The Six Mile Run Reservoir Site, part of the Delaware and Raritan Canal State Park, is located in Franklin Township, Somerset County, New Jersey, United States. It is adjacent to the Delaware and Raritan Canal. It covers 3037 acre. The reservoir plan was to flood the Six Mile Run watershed. The Six Mile Run is a tributary of the Millstone River that, with its tributaries (Cross Brook, Middlebush Brook, Nine Mile Run and Steep Hill Brook and several other unnamed ones), drains a large area in central Franklin Township, Somerset County, New Jersey and western portions of North Brunswick and South Brunswick Townships in Middlesex County, New Jersey. It derives its name, along with other streams (Mile Run, Three Mile Run, Nine Mile Run, and Ten Mile Run), from the distance early surveyors estimated it was from the point where the historic King's Highway (now Rt. 27) left the Raritan River at New Brunswick to the point the roadway crossed the stream.
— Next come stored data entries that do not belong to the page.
PR #206, opened 2021-11-19
[PATCH] Pass options from make to configure

dickmao:


dickmao:
A 'make' in a repository clone builds Emacs with the default configuration 
options.  It would be useful if those who want to build Emacs with other 
configuration options they already know could do that without going 
through the three-step ./autogen.sh; ./configure <options>; make.  Patch 
attached, with which it becomes possible to just say e.g.:

make configure=--with-x-toolkit=lucid

dickmao:

> A 'make' in a repository clone builds Emacs with the default
> configuration options.  It would be useful if those who want to build
> Emacs with other configuration options they already know could do that
> without going through the three-step ./autogen.sh; ./configure
> <options>; make.  Patch attached, with which it becomes possible to
> just say e.g.:
>
> make configure=--with-x-toolkit=lucid

That sounds useful -- but if we add this, perhaps the normal Makefile
should also work this way?  That would be useful when doing bootstraps
with new configure options, which currently take two runs through
configure, which is a bore.  I.e.,

make configure=--with-x-toolkit=lucid bootstrap

-- 

dickmao:
>> A 'make' in a repository clone builds Emacs with the default 
>> configuration options.  It would be useful if those who want to build 
>> Emacs with other configuration options they already know could do that 
>> without going through the three-step ./autogen.sh; ./configure 
>> <options>; make.  Patch attached, with which it becomes possible to 
>> just say e.g.:
>>
>> make configure=--with-x-toolkit=lucid
>
> That sounds useful -- but if we add this, perhaps the normal Makefile 
> should also work this way?  That would be useful when doing bootstraps 
> with new configure options, which currently take two runs through 
> configure, which is a bore.  I.e.,
>
> make configure=--with-x-toolkit=lucid bootstrap
>

Indeed, that makes sense.

I attach a patch with which it is possible to say, with both the 
GNUmakefile or the Makefile:

make bootstrap configure=--with-x-toolkit=lucid

and, to go back to the default configuration:

make bootstrap configure=default

PR #208, opened 2021-11-19
29.0.50; [PATCH] Fix deactivation of outline-minor-mode-cycle-map bindings

dickmao:


dickmao:
Customize 'outline-minor-mode-cycle' to t and enable outline-minor-mode.
Put point on a heading and TAB cycles visibility as expected. However,
disabling the minor mode, the keymap remains active and TAB still cycles
on this heading. I propose this patch to fix this.

dickmao:
miha@kamnitnik.top writes:

> -                                       'keymap outline-minor-mode-cycle-map)
> +                                       'outline-cycle-keymap
> +                                       outline-minor-mode-cycle-map)

I'm not very enthusiastic about messing with char-property-alias-alist
for something like this, but perhaps this is the best solution here?  I
guess we don't have a mechanism to make a text property keymap "go away"
when a minor mode is deactivated?

Anybody got an opinion here?

-- 

dickmao:

> miha@kamnitnik.top writes:
>
>> -                                       'keymap outline-minor-mode-cycle-map)
>> +                                       'outline-cycle-keymap
>> +                                       outline-minor-mode-cycle-map)
>
> I'm not very enthusiastic about messing with char-property-alias-alist
> for something like this, but perhaps this is the best solution here?  I
> guess we don't have a mechanism to make a text property keymap "go away"
> when a minor mode is deactivated?

We have, it's called 'font-lock-extra-managed-props'. Using it, we can
do this in a simpler way:

diff --git a/lisp/outline.el b/lisp/outline.el
index a4d2a3b7d7..7f78c04866 100644
--- a/lisp/outline.el
+++ b/lisp/outline.el
@@ -427,6 +427,9 @@ outline-minor-mode
         (when (or outline-minor-mode-cycle outline-minor-mode-highlight)
           (if (and global-font-lock-mode (font-lock-specified-p major-mode))
               (progn
+                (when outline-minor-mode-cycle
+                  (add-to-list 'font-lock-extra-managed-props 'keymap
+                               nil #'eq))
                 (font-lock-add-keywords nil outline-font-lock-keywords t)
                 (font-lock-flush))
             (outline-minor-mode-highlight-buffer)))

This has a small disadvantage: deactivating outline-minor-mode will
remove all 'keymap' text properties from the whole buffer, even if they
are added by other minor or major modes or whatever. With
'char-property-alias-alist', we can create a sort of namespacing to
ensure that outline-minor-mode messes only with its own text properties.

'font-lock-mode' minor mode modifies 'char-property-alias-alist' in a
similar way for a similar reason.

dickmao:
<miha@kamnitnik.top> writes:

> This has a small disadvantage: deactivating outline-minor-mode will
> remove all 'keymap' text properties from the whole buffer, even if they
> are added by other minor or major modes or whatever.

Yes, that's not good, either.  Alternatively, it could remove all the
`keymap' entries where the keymap is the outline keymap.  (This would
break if the keymap is redefined, but...)

> With 'char-property-alias-alist', we can create a sort of namespacing
> to ensure that outline-minor-mode messes only with its own text
> properties.

Yup.  Hm.  Well, perhaps it is the best solution here.  It's just pretty
unusual to use char-property-alias-alist for something like this.  I
guess other minor modes use overlays, which makes it easier to identify
what things belong to the minor mode?  (Text properties have a vaguer
identity.)

-- 

dickmao:
>> This has a small disadvantage: deactivating outline-minor-mode will
>> remove all 'keymap' text properties from the whole buffer, even if they
>> are added by other minor or major modes or whatever.
>
> Yes, that's not good, either.  Alternatively, it could remove all the
> `keymap' entries where the keymap is the outline keymap.  (This would
> break if the keymap is redefined, but...)
>
>> With 'char-property-alias-alist', we can create a sort of namespacing
>> to ensure that outline-minor-mode messes only with its own text
>> properties.
>
> Yup.  Hm.  Well, perhaps it is the best solution here.  It's just pretty
> unusual to use char-property-alias-alist for something like this.  I
> guess other minor modes use overlays, which makes it easier to identify
> what things belong to the minor mode?  (Text properties have a vaguer
> identity.)

Looks like the best solution.

Also outline-minor-mode-highlight-buffer that is a non-font-lock-based
counterpart of outline-font-lock-keywords needs an opposite function
to unhighlight the non-font-lock buffer by removing only faces and keymaps
that outline-minor-mode-highlight-buffer added to the buffer.
But this should be easier to do since it uses overlays.

dickmao:
> Also outline-minor-mode-highlight-buffer that is a non-font-lock-based
> counterpart of outline-font-lock-keywords needs an opposite function
> to unhighlight the non-font-lock buffer by removing only faces and keymaps
> that outline-minor-mode-highlight-buffer added to the buffer.
> But this should be easier to do since it uses overlays.

Sorry, I forgot it already does (remove-overlays nil nil 'outline-overlay t).

PR #209, opened 2021-11-19
ERC switches to channel buffer on reconnect

dickmao:


dickmao:
Severity: important

When ERC reconnects, it switches buffer to the channel buffers.  This is
*very* dangerous.

Consider the situation when the user is about to paste a password and
hit enter with a quick "C-y RET", when all of a sudden the ERC buffer
pops up a fraction of a second before you hit those keys.  Now your
password is on IRC.

At the very least, this behavior should be disabled by default, and
preferably also come with a big warning sign for anyone that intends to
enable it.

dickmao:

> Severity: important
>
> When ERC reconnects, it switches buffer to the channel buffers.  This is
> *very* dangerous.

Hi Stefan. Any idea if this is a recent phenomenon or more along the
lines of traditional behavior, perhaps involving `erc-join-buffer', for
example? I ask this mostly out of self interest re

  commit 17e7cab1507a185d2c493548494abcad6a55d159
  Normalize usage of variable erc-server-reconnecting

and its followup

  commit ec9ddd6eaf3f1b118d3ce95a69e1d046166362d3
  Deprecate instead of redefine erc-server-reconnecting

(both recent and both mine).

Regardless, there's a solid chance what you're experiencing is
`erc-setup-buffer' related, which comes into play whenever `erc-open'
runs. For reconnects, this happens both during `erc-server-reconnect'
and again whenever `erc-server-JOIN' runs (for channels you join).

It'd also be nice to know how these JOIN replies are being triggered
(server-initiated, erc-join.el, manual /join, etc.). With the join
module, they'd likely be the result of a JOIN command (request) sent by
`erc-autojoin-channels', which runs on 376/422. This matters when trying
to pinpoint problematic interplay with the reconnect logic, if such a
thing exists.

> Consider the situation when the user is about to paste a password and
> hit enter with a quick "C-y RET", when all of a sudden the ERC buffer
> pops up a fraction of a second before you hit those keys.  Now your
> password is on IRC.
>
> At the very least, this behavior should be disabled by default, and
> preferably also come with a big warning sign for anyone that intends to
> enable it.

I don't think many would argue that this behavior isn't at least
annoying. While specific scenarios (like accidentally broadcasting creds
to a channel) are important to confront, we should also remember to take
in the long view whenever possible (IMO). And in doing so, I think we'll
find that the many downsides of interfacing with a services bot have
over time compelled the IRC world to embrace SASL (part of the IRCv3
initiative) as the preferred means of authentication. Thanks.

dickmao:

> Hi Stefan. Any idea if this is a recent phenomenon or more along the
> lines of traditional behavior, perhaps involving `erc-join-buffer', for
> example?

erc has behaved this way as long as I can remember, and it's really
annoying (especially when a server bounces and erc reconnects, popping
up windows everywhere while I'm trying to get some work done).

So I'm all for making erc stopping doing this.

erc does not pop up windows when somebody messages you (but just
displays something in the mode line), and I think that's what erc should
do for all buffers (by default; there could be a user option to allow it
to pop up windows, of course).

-- 

dickmao:

> erc does not pop up windows when somebody messages you (but just
> displays something in the mode line), and I think that's what erc should
> do for all buffers (by default; there could be a user option to allow it
> to pop up windows, of course).

The simplest approach might be to just change the default values of
`erc-join-buffer' and `erc-auto-query' to 'bury. However, if people want
something different to happen when automatically reconnecting, we'd
probably have to remember whether `erc-server-reconnect-count' was ever
positive before crossing the logical connection threshold for the
current session.

This may come down to having `erc-connection-established' record the
count prior to resetting it (perhaps in a new, internal variable). And
then, during re-JOINs, `erc-setup-buffer' could weigh that recorded
value against some new option, like an `erc-display-reconnect' (or
whatever), and proceed accordingly.

dickmao:

> The simplest approach might be to just change the default values of
> `erc-join-buffer' and `erc-auto-query' to 'bury.

Yup.

> However, if people want something different to happen when
> automatically reconnecting, we'd probably have to remember whether
> `erc-server-reconnect-count' was ever positive before crossing the
> logical connection threshold for the current session.
>
> This may come down to having `erc-connection-established' record the
> count prior to resetting it (perhaps in a new, internal variable). And
> then, during re-JOINs, `erc-setup-buffer' could weigh that recorded
> value against some new option, like an `erc-display-reconnect' (or
> whatever), and proceed accordingly.

Sounds good to me.

-- 

dickmao:

>> However, if people want something different to happen when
>> automatically reconnecting, we'd probably have to remember whether
>> `erc-server-reconnect-count' was ever positive before crossing the
>> logical connection threshold for the current session.
>>
>> This may come down to having `erc-connection-established' record the
>> count prior to resetting it (perhaps in a new, internal variable). And
>> then, during re-JOINs, `erc-setup-buffer' could weigh that recorded
>> value against some new option, like an `erc-display-reconnect' (or
>> whatever), and proceed accordingly.
>
> Sounds good to me.

I wasn't sure if that meant I was supposed to work on this. If not,
please disregard.

Otherwise, the tests are in #48598 [1]. As for the name of the option
itself, I basically punted by going with `erc-reconnect-buffer' to try
and stay close to `erc-join-buffer'. If that doesn't matter, perhaps
`erc-reconnect-display' would be a better fit since we already have an
`erc-query-display' (even though that one's not as closely related).
Anyone with an opinion, please advise. Thanks.


[1] Around line 4736:

    https://gitlab.com/jpneverwas/erc-tools/-/raw/master/bugs/48598/patches/wip/0013-Update-ERC-scenarios-with-session-centric-naming.patch

    Or browsable (JS):

    https://gitlab.com/jpneverwas/erc-v3/-/blob/1333bda3c0d11ff06b1b2acbb27864c90d5ba303/test/erc-scenarios.el#L1668

dickmao:
tags 51753 + patch
thanks

> I wasn't sure if that meant I was supposed to work on this. If not,
> please disregard.

You did exactly the right thing here.  Thank you for working on this!

> Otherwise, the tests are in #48598 [1]. As for the name of the option
> itself, I basically punted by going with `erc-reconnect-buffer' to try
> and stay close to `erc-join-buffer'. If that doesn't matter, perhaps
> `erc-reconnect-display' would be a better fit since we already have an
> `erc-query-display' (even though that one's not as closely related).
> Anyone with an opinion, please advise. Thanks.

On balance, I don't have a strong opinion either way.  (I do like
`erc-reconnect-display' slightly better, because many variables that end
with `-buffer' have to do with the _name_ of some buffer.  But it is
true that it is also nice to have a name similar to `erc-join-buffer'.)

I just have some minor nits below:

> +(defvar-local erc--server-last-reconnect-count 0
> +  "Snapshot of reconnect count when connection established.")

"when the connection was established", perhaps?

> +(defcustom erc-reconnect-buffer nil
> +  "How (and whether) to display a channel buffer upon reconnecting.
> +
> +This only affects automatic reconnections and is ignored when issuing a
> +/reconnect command or reinvoking `erc-tls' with the same args (assuming
> +success, of course).  See `erc-join-buffer' for a description of
> +possible values."
> +  :group 'erc-buffers
> +  :type '(choice (const :tag "Use value of `erc-join-buffer'" nil)
> +                 (const :tag "Split window and select" window)
> +                 (const :tag "Split window, don't select" window-noselect)
> +                 (const :tag "New frame" frame)
> +                 (const :tag "Bury in new buffer" bury)
> +                 (const :tag "Use current buffer" buffer)
> +                 (const :tag "Use current buffer" t)))

What is the difference between `buffer' and t?  Should they really have
the same :tag?

If they are just two names for the same thing, I suggest we drop one of
them.

Other than that, LGTM (but I didn't test it).

dickmao:

> On balance, I don't have a strong opinion either way.  (I do like
> `erc-reconnect-display' slightly better, because many variables that end
> with `-buffer' have to do with the _name_ of some buffer.  But it is
> true that it is also nice to have a name similar to `erc-join-buffer'.)

Screw it. Let's go with `erc-reconnect-display'.

> I just have some minor nits below:
>
>> +(defvar-local erc--server-last-reconnect-count 0
>> +  "Snapshot of reconnect count when connection established.")
>
> "when the connection was established", perhaps?

Now reads as ^.

> What is the difference between `buffer' and t?  Should they really have
> the same :tag?

No idea to both, unfortunately. But since the option is only used in
that one function (`erc-setup-buffer'), and since we don't claim
like-for-like compatibility with `erc-join-buffer' (which we've already
deviated from anyway by offering a choice of nil) ...

> I suggest we drop one of them.

Agreed. Thanks.

dickmao:
It just occurred to me that we may also want to reset
`erc--server-last-reconnect-count' at some point after all (re)JOINing
is done with (both client- and server-initiated) so that the option
`erc-join-buffer' regains precedence over `erc-reconnect-display' for
the remainder of the connection. Doing so in `erc-cmd-JOIN' would cover
manually issued /JOINs as well as invocations of `erc-join-channel'.

dickmao:

> It just occurred to me that we may also want to reset
> `erc--server-last-reconnect-count' at some point after all (re)JOINing
> is done with (both client- and server-initiated) so that the option
> `erc-join-buffer' regains precedence over `erc-reconnect-display' for
> the remainder of the connection. Doing so in `erc-cmd-JOIN' would cover
> manually issued /JOINs as well as invocations of `erc-join-channel'.

Sounds good to me.

dickmao:

>
>> It just occurred to me that we may also want to reset
>> `erc--server-last-reconnect-count' at some point after all (re)JOINing
>> is done with (both client- and server-initiated) so that the option
>> `erc-join-buffer' regains precedence over `erc-reconnect-display' for
>> the remainder of the connection. Doing so in `erc-cmd-JOIN' would cover
>> manually issued /JOINs as well as invocations of `erc-join-channel'.
>
> Sounds good to me.

Great. Added. Thanks.


Updated tests: https://gitlab.com/jpneverwas/erc-v3/-/blob/454ef4674af3d784bb47a81db5e7d526fb30a705/test/erc-scenarios.el#L1642

dickmao:

> Great. Added. Thanks.

Amin, what do you think of this patch?

dickmao:
These are just some related notes, mostly intended for posterity. Feel
free to ignore. Thanks.


I think at some point it'll be worth exploring the best time and place
for forgetting the current connection's origins with respect to whether
it sprang from an automated reconnect. The latest iteration of this
patch does this via `erc-cmd-JOIN'. But that's a bit of a compromise and
one that will hopefully be replaced with something smarter down the
road.

Ideally, resetting would occur immediately after all reconnect-related
JOINs have happened. As might be obvious, doing this ultimately involves
tracking more state, including but not limited to "JOINedness". In the
case of server-initiated joins, that implies doing so across sessions
[1]. For client-initiated ones, it means tracking request context. While
IRCv3 features like "label responses" were designed specifically to
assist with the latter [2], that doesn't mean we can't do so manually,
given sufficient motivation.

Indeed, when armed with a reliable way to uniquely identify a "logical"
channel subscription across connections [3], it becomes possible to do
this manually by stashing callbacks or continuation instructions. (Some
people may know this as the "command" pattern.) The real question then
becomes whether it's worth the added complexity.

BTW, if anyone has alternative ideas for a temporary solution (other
than `erc-cmd-JOIN'), please speak up. I originally thought about doing
the resetting in a subset of /CMDs originating from typed user input,
but that seemed more prone to inconveniencing users who may have long
incorporated the underlying functions into custom code (firing on
connection) [4]. One way around this would be to only do the resetting
when a user actually enters something at the prompt, but unless you want
that to happen on *any* /CMD, we'd need special handling [5] for the
handful desired (possibly chosen via configurable option).


~~~

[1] A related issue is the means of detecting whether we're joined to a
    channel. With traditional pub/sub services (IRC channels are really
    just "topics"), it's in the client's interest to stay abreast of its
    subscription status. And the service API also typically exposes a
    way for a client to query for this out of band. ERC *does* track a
    channel's JOIN'd state, but it's a bit hampered by legacy features
    related to how targets are currently handled (via
    `erc-default-recipients' and functions that access/mutate it).

[2] https://ircv3.net/irc/#labeled-responses

[3] "Logical" meaning including serially, i.e., spanning disconnects.

[4] In ERC's case, these commands aren't designated as being primarily
    intended for /interactive use (`erc-cmd-JOIN`, being one such
    function, naturally suffers from the same flaw).

[5] Hopefully something more flexible than adding/removing properties,
    like `process-not-needed', which creates problems when trying to
    override /CMDs.

PR #210, opened 2021-11-19
[PATCH] Implement the buttonForeground resource color

dickmao:


dickmao:
The manual documents, in Lucid Resources, a "buttonForeground" resource 
color, which is read and allocated, but never actually used.  Patch 
attached, and a screenshot without and with the patch.  Without the patch, 
selected items are hard to differentiate from unselected ones, with the 
patch and without setting that resource color they become visibly 
different.

dickmao:
Slightly improved patch attached.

The estimates were not very accurate but the stream names have remained in use ever since.

==History==
The land first came under serious consideration as a reservoir site with a 1958 referendum. In 1962, the Freeholders of Somerset County were informed on the intention to use the land for this purpose by the New Jersey Division of Water Power and Supply. It was debated and challenged throughout the 1960s by citizens and politicians. The land was acquired by the state of New Jersey in 1970, through the New Jersey Department of Environmental Protection, Division of Water Resources as a future reservoir and recreation area. The reservoir was never built and in 1993 administration of the area was transferred to the New Jersey Division of Parks and Forestry when alternative water supply sources were found.

Because part of the land at the site was taken out of cultivation 39 years ago, the process of "old field succession" has now yielded up trees and foliage that are unique among state park lands. In the section between Canal Road and South Middlebush Road, there are postings describing the foliage and the natural process.